Lau Yee Vanessa Fong is a London-based visual artist who has recently completed her MA in Painting from the Royal College of Art. Prior to this, she earned her BFA in Fine Art from the Art Center College of Design in 2021. Her creative work is profoundly influenced by Buddhist and Eastern culture and philosophy, depicting a personal journey of spiritual self-healing after experiencing trauma. She explores the quest for self-identity while reinterpreting Buddhism in a modern visual language.

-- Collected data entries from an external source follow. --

PR #127, opened 2018-12-26
Feature/locations have algorithms

adolgert:
This makes locations into a full-fledged graph so that we can use graph algorithms on the location graph in order to generate a graph of the work we need to do.

Why? Because I'm working on the drill, and the drill needs to reason about a sequence of locations within the larger location graph. And were I to write my own graph algorithm code, I should be shot.

And the hierarchies library is so very useless. It did nothing for us. I've fallen back to db_queries for its data, so the hierarchies library wasn't even protecting me from SQL queries.

New feature: The location list is now ordered top-to-bottom with a stable sort (lexicographical).
New code feature: The location graph now keeps all the information from the db_queries call as node properties. And, of course, this code composes small, well-tested functions, instead of writing our own graph code.


src/cascade/dismod/serialize.py
```diff
@@ -138,17 +139,21 @@ def make_log_table():
...
-    parent_id = parent.id if parent is not None else np.NaN
-    result = [{"node_name": node.info["location_name_short"], "c_location_id": node.id, "parent": parent_id}]
-    for child in node.level_n_descendants(1):
-        result += rec_build_nodes_table(child, node)
-    return result
+def _parent_of(location_graph, node):
+    try:
+        return next(location_graph.predecessors(node))
+    except StopIteration:
+        return np.nan
```
adolgert: This is used just below. I could make it shorter with a nested comprehension, but this was so much clearer.

src/cascade/dismod/serialize.py
```diff
@@ -138,17 +139,21 @@ def make_log_table():
...
 
 
 def make_node_table(execution_context):
-    locations = get_location_hierarchy_from_gbd(execution_context)
-    table = pd.DataFrame(rec_build_nodes_table(locations.root, None), columns=["node_name", "parent", "c_location_id"])
+    locations = location_hierarchy(execution_context)
+    nodes = list(nx.lexicographical_topological_sort(locations))
+    table = pd.DataFrame(dict(
+        node_name=[locations.nodes[nidx]["location_name"] for nidx in nodes],
```
adolgert: Syntax to get node properties is nice here.

src/cascade/input_data/db/locations.py
```diff
@@ -1,64 +1,115 @@
...
+    """
+    location_df = db_queries.get_location_metadata(
+        location_set_id=35, gbd_round_id=execution_context.parameters.gbd_round_id)
+    G = nx.DiGraph()
+    G.add_nodes_from([(int(row.location_id), row._asdict()) for row in location_df.itertuples()])
+    # GBD encodes the global node as having itself as a parent.
+    G.add_edges_from([(int(row.parent_id), int(row.location_id))
+                      for row in location_df[location_df.location_id != 1].itertuples()])
+    G.graph["root"] = 1  # Global is the root location_id
+    return G
```
adolgert: This function is all of the hierarchies module. The only reason to add both nodes and edges, instead of just edges that imply nodes, is so that we can pick up all of the other columns from the incoming dataframe as node properties.

src/cascade/input_data/db/locations.py
```diff
@@ -1,64 +1,115 @@
...
 
 
 def get_descendents(execution_context, children_only=False, include_parent=False):
```
adolgert: I suspect this function will go away shortly once I have the CascadePlan that tells you what parent and children are. There are only three callers of this function, and they want parent, children, descendants.

PR #129, opened 2018-12-28
Feature/create ode additional steps

adolgert:
DO NOT MERGE UNTIL NEWER DISMOD-AT THAN 0.7 IS ON THE CLUSTER.
This adds additional ODE integration steps, whether the user specifies them or not.
The modelers and Greg opted for this. It seems safer during early testing to make things a little slower but remove doubt.

It needs dismod that runs. The acceptance test is to run `dmcascade --mvid 266870 --no-upload z.db
Then check that the age steps are in the db and are mentioned in the dismod-at logs.

### DIFF
--- a/src/cascade/executor/epiviz_runner.py
+++ b/src/cascade/executor/epiviz_runner.py
@@ -171,6 +171,12 @@ def add_omega_constraint(model_context, execution_context, sex_id):
 
 
 def add_age_steps(model_context):
+    smallest_step = model_context.parameters.ode_step_size
+    added = compute_age_steps(smallest_step)
+    model_context.parameters.additional_age_steps = added
+
+
+def compute_age_steps(smallest_step):
     """We will add age steps to whatever they have given. The GBD chooses
     age step sizes of 0, 7 days, 28 days, 1 year, 5 years. These look roughly
     like a pattern of multiplying by 4, so 1 week, 4 weeks 16 weeks, 64 weeks.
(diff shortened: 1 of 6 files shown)


src/cascade/executor/epiviz_runner.py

Through making landscape paintings, Joe Grieve finds himself engaging in reveries and nostalgia from remembered landscapes and experiences. They reference actual places merging poetic rural ideals, sometimes underpinned with fragments and marks from urban angles and the sound of the city. In bringing together these elements, Grieve celebrates the unique qualities of painting, constructing illusory spaces through mark-making and strokes of colour.

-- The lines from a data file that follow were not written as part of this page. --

PR #130, opened 2019-01-03
really force files to be world-readable

adolgert:
The log files weren't world-readable. This is a bugfix. For users, this means we were not able to read their error logs, which is a big problem.

The fault is that the code used mkstemp to create a unique file, and mkstemp intentionally sets file permissions to be readable only by the user. I didn't know that behavior. There was no test for readability of the files, and there now is.

One comment: This code avoids using Python's tempfile module by creating its own random string, which is known to be terrible for temporary filenames. This file isn't actually temporary. It's just meant not to crash into other filenames, most of the time. I don't feel so bad about it.

### DIFF
--- a/src/cascade/executor/argument_parser.py
+++ b/src/cascade/executor/argument_parser.py
@@ -7,8 +7,7 @@ from getpass import getuser
 import logging.handlers
 import os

Shuang Jiang’s works are mainly inspired by her deep concern for the vulnerability of the individual and the intrinsic connection between nature and the individual. They reflect her different stages of psychological state and introspection. The figures in her works are primarily derived from a series of prints made from sheepskin. She has an affinity for sharp things and eyes that look like wounds. These images are not merely reflections of external forms but manifestations of her innermost struggles and triumphs, each stroke of the brush representing a cathartic journey into self-awareness and understanding. Within these works, she embraces the tension between fragility and resilience, capturing the essence of the human condition as it intertwines with the elemental forces of nature.
Min Woo Nam (b. 1994, South Korea) is a Korean artist based in London. He holds a Master’s degree in Painting from the Royal College of Art and a degree from the London School of Economics. His formative experience serving with the United Nations peacekeeping force in South Sudan deeply informs his ongoing enquiry into consciousness, perception, and moments of meaningful coincidence that shape lived experience and selfhood. By pairing delicate tonal transitions with measured brushwork, Nam’s work probes the spatial limits of abstraction, creating a field of depth that exists between the known and the unknown.

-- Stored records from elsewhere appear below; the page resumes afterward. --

PR #131, opened 2019-01-04
Constrain column order when freezing data and fix sex_id/x_sex confusion in country covariates

alec-deason:
This fixes two unrelated bugs.

One is that the country covariate setup code was assuming that bundle data used the x_sex convention to represent sex on data rather than GBD's sex_id convention.

The other is that the code that freezes bundle, csmr and asdr data was not careful enough with column order which made it possible for data to end up in the wrong column in the database and thus disaster. Also the code which calculates standard error from upper and lower bounds was not checking that the bounds make sense, but does now.

### DIFF
--- a/src/cascade/input_data/configuration/construct_country.py
+++ b/src/cascade/input_data/configuration/construct_country.py
@@ -427,6 +427,8 @@ def get_covariate_data_by_sex(covariates):
         covariates_both["avg_time"] = covariates_both["avg_time_x"]
         covariates_by_sex[BOTH] = covariates_both
     else:
-        raise ValueError(f"Unexpected values for sex_id in covariates data.  Expected 3 or (1,2), found {sex_values}")
+        raise ValueError(
+            f"Unexpected values for sex_id in covariates data.  Expected (3,4) or (1,2), found {sex_values}"
+        )
 
     return covariates_by_sex
--- a/src/cascade/stats/estimation.py
+++ b/src/cascade/stats/estimation.py
@@ -20,8 +20,9 @@ def meas_bounds_to_stdev(df):
     Replace any zero values with :math:`10^{-9}`.
     """
     MATHLOG.debug("Assigning standard error from measured upper and lower.")
-    if np.any(df.meas_lower > df.meas_value) or np.any(df.meas_value > df.meas_upper):
-        raise ValueError(f"Found data where meas_lower > meas_value or meas_upper < meas_value")
+    bad_rows = np.sum((df.meas_lower > df.meas_value) | (df.meas_value > df.meas_upper))
+    if bad_rows > 0:
+        raise ValueError(f"Found data where meas_lower > meas_value or meas_upper < meas_value on {bad_rows} rows")
     df["standard_error"] = (df.meas_upper - df.meas_lower) / (2 * 1.96)
     df["standard_error"] = df.standard_error.replace({0: 1e-9})
     df = df.rename(columns={"meas_value": "mean"})
--- a/tests/stats/test_estimation.py
+++ b/tests/stats/test_estimation.py
@@ -1,0 +1,12 @@
+import pytest
+
+import pandas as pd
+
+from cascade.stats.estimation import meas_bounds_to_stdev
+
+
+def test_meas_bounds_to_stdev__bad_bounds():
+    df = pd.DataFrame({"meas_lower": [0, 0, 1, 1], "meas_value": [0, -0.01, 1, 1], "meas_upper": [-10, 0, 1, 10]})
+
+    with pytest.raises(ValueError):
+        meas_bounds_to_stdev(df)


src/cascade/input_data/configuration/construct_country.py
```diff
@@ -170,7 +171,7 @@ def covariate_to_measurements_nearest_favoring_same_year(measurements, sex, cova
             zip(
                 covariates[["age_lower", "age_upper"]].mean(axis=1) / 240,
                 covariates[["time_lower", "time_upper"]].mean(axis=1),
-                covariates["x_sex"],
+                covariates["sex_id"],
```
adolgert: This seems unlikely to work. Is this function even used? The problem is that this KDTree thing relies on having data points assigned to -0.5, 0, 0.5. If they are assigned to 1, 2, 3, they are distributed spatially in a different way. Really changes what this does.

src/cascade/input_data/configuration/construct_country.py
```diff
@@ -202,14 +202,12 @@ def convert_gbd_ids_to_dismod_values(with_ids_df, age_groups_df):
         pd.DataFrame: New pd.DataFrame with four added columns and in the same
             order as the input dataset.
     """
-    sex_df = pd.DataFrame(dict(x_sex=[-0.5, 0, 0.5], sex_id=[2, 3, 1]))
```
adolgert: Aw, I was trying to see how many places we could put this information. Figure we were up to 4 or 5.

src/cascade/input_data/configuration/construct_country.py
```diff
@@ -311,13 +309,12 @@ def get_measurement_data_by_sex(measurements):
...
     Returns:
-        dict: possible sex keys (-0.5, 0, 0.5) and measurement data as values
+        dict: possible sex keys (1, 2, 3, 4) and measurement data as values
     """
     measurements_by_sex = {}
 
-    for sex in (FEMALE, MALE, BOTH):
-
-        measurements_sex = measurements[measurements["x_sex"] == sex]
+    for sex in (FEMALE, MALE, BOTH, UNDEFINED):
```
adolgert: This is effectively a new feature.

src/cascade/input_data/configuration/construct_country.py
```diff
@@ -430,6 +427,6 @@ def get_covariate_data_by_sex(covariates):
         covariates_both["avg_time"] = covariates_both["avg_time_x"]
         covariates_by_sex[BOTH] = covariates_both
     else:
-        raise ValueError(f"Unexpected values for x_sex in covariates data.  Expected 3 or (1,2), found {sex_values}")
+        raise ValueError(f"Unexpected values for sex_id in covariates data.  Expected 3 or (1,2), found {sex_values}")
```
adolgert: "Expected (3,4) or (1,2)."

src/cascade/input_data/db/asdr.py
```diff
@@ -95,9 +83,23 @@ def _upload_asdr_data_to_tier_3(execution_context, cursor, model_version_id, asd
         "age_group_years_start": "age_lower",
         "age_group_years_end": "age_upper"
     })
-
     asdr_data = asdr_data.merge(age_group_data, how="left", on="age_group_id")
     asdr_data = asdr_data.where(pd.notnull(asdr_data), None)
```
adolgert: This is an interesting line. It implies some of the asdr data could be null? I should hope not. Not for this PR, I guess, but I wish I knew why this was here. We could warn when this happens.

src/cascade/input_data/db/asdr.py
```diff
@@ -95,9 +83,23 @@ def _upload_asdr_data_to_tier_3(execution_context, cursor, model_version_id, asd
...
+        "age_group_id",
+        "mean",
+        "upper",
+        "lower",
+        "age_upper",
+        "age_lower",
+    ]
+
+    asdr_data = asdr_data[ordered_cols]
+
```
adolgert: What if we used Pandas to_sql? Would that sort out the columns automatically for the upload? Or we could upload using the technique where you use todict() instead of tolist(). That way each row has keys and gets aligned correctly. Or make sqlalchemy metadata.

Walking back, would Pandas nicely order the upload for us?

src/cascade/input_data/db/bundle.py
```diff
@@ -13,6 +13,41 @@
 
 CODELOG, MATHLOG = getLoggers(__name__)
 
+BUNDLE_COLUMNS = [
```
adolgert: This method ensures the two are consistent. Again, would Pandas do this?

src/cascade/input_data/db/csmr.py
```diff
@@ -83,7 +83,7 @@ def get_csmr_data(execution_context):
 
     csmr = csmr[csmr["val"].notnull()]
 
-    csmr.rename(columns={"val": "mean"})
+    csmr = csmr.rename(columns={"val": "mean"})
```
adolgert: How did this get by us? That was bad. And does fixing this mean we expect "val" later? What's downstream?

src/cascade/stats/estimation.py
```diff
@@ -18,6 +20,8 @@ def meas_bounds_to_stdev(df):
     Replace any zero values with :math:`10^{-9}`.
     """
     MATHLOG.debug("Assigning standard error from measured upper and lower.")
+    if np.any(df.meas_lower > df.meas_value) or np.any(df.meas_value > df.meas_upper):
+        raise ValueError(f"Found data where meas_lower > meas_value or meas_upper < meas_value")
```
adolgert: This would have helped earlier. If you have time, and sanity enough, it would be cool to report how many lines are out of whack. Not necessary.

src/cascade/input_data/configuration/construct_country.py
adolgert: I'm walking this back. It might still work. The idea was that a data point at x_sex=0.0 would be close to 0.5 and -0.5, if they were missing. But a point at 3 is still closest to missing values at 1 and 2 if they are gone.

src/cascade/input_data/configuration/construct_country.py
alec-deason: Yeah, I wasn't sure what to do. So I tried not to make a decision.

src/cascade/input_data/configuration/construct_country.py
alec-deason: Yes

src/cascade/input_data/db/asdr.py
alec-deason: Either Simon or Natalie had a reason, but I can't remember what it was.

src/cascade/input_data/configuration/construct_country.py
adolgert: It's a good choice. The modelers are clear that internally we should treat undefined as both.

src/cascade/input_data/db/csmr.py
alec-deason: Yeah, that's pretty scary. It was getting implicitly renamed int the freeze-unfreeze operation because :bomb:

src/cascade/stats/estimation.py
alec-deason: Yeah, I agree. I was trying to do the quick thing but I guess there isn't really a rush. I'll improve the message.

src/cascade/input_data/db/bundle.py
alec-deason: Probably. We ended up here because I was just porting what the old importer does. I'm going to say we don't pursue that in this PR and do it in a more complete cleanup later. Mostly because I don't know panda's SQL layer well and I'd want to understand it better.

src/cascade/input_data/configuration/construct_country.py
alec-deason: Sorry to spoil your fun

src/cascade/input_data/db/bundle.py
adolgert: Got it. OK. Visual inspection on those lists was good for me.

src/cascade/input_data/configuration/construct_country.py
alec-deason: It is not used. Should I just dump it?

Mircea Teleaga is a contemporary painter recognized for his profound engagement with the materiality of paint and its intrinsic connection to image-making. His practice explores themes of perception, the impact of medium on a work's identity, and a deliberate harking back to historical methods, contrasting with rapid technological advancements.
Xuanru Wang completed an MRes in Arts and Humanities from the Royal College of Art in 2024. Her seeks to express the human experience of love and pathos through her painting practice. She is deeply inspired by Aby Warburg's concept of the "Pathosformel" (Pathos Formula), described as "a paradigm for expressing primitive, irrational, suffering, and passion-related life states." Her creative inspiration stems predominantly from historical films, classical painting, and literary texts. Her painting practice, akin to archaeology within art history, reaffirms humanity's timeless pathos-laden memories.
Xi Liu completed a Master of Fine Arts at The Slade School of Fine Art in 2024. Liu’s artistic practice delves into the intricate dynamics of human relationships, exploring the physical, emotional, and psychological forces that shape our interactions. Her work is a reflection on the tension between the individual and the collective, examining how personal experiences are influenced by broader social contexts. Through her paintings, Liu captures the fleeting nature of moments, using distorted, tilted forms to convey a sense of compression and oscillation, which mirrors the inner and outer conflicts people face in their daily lives.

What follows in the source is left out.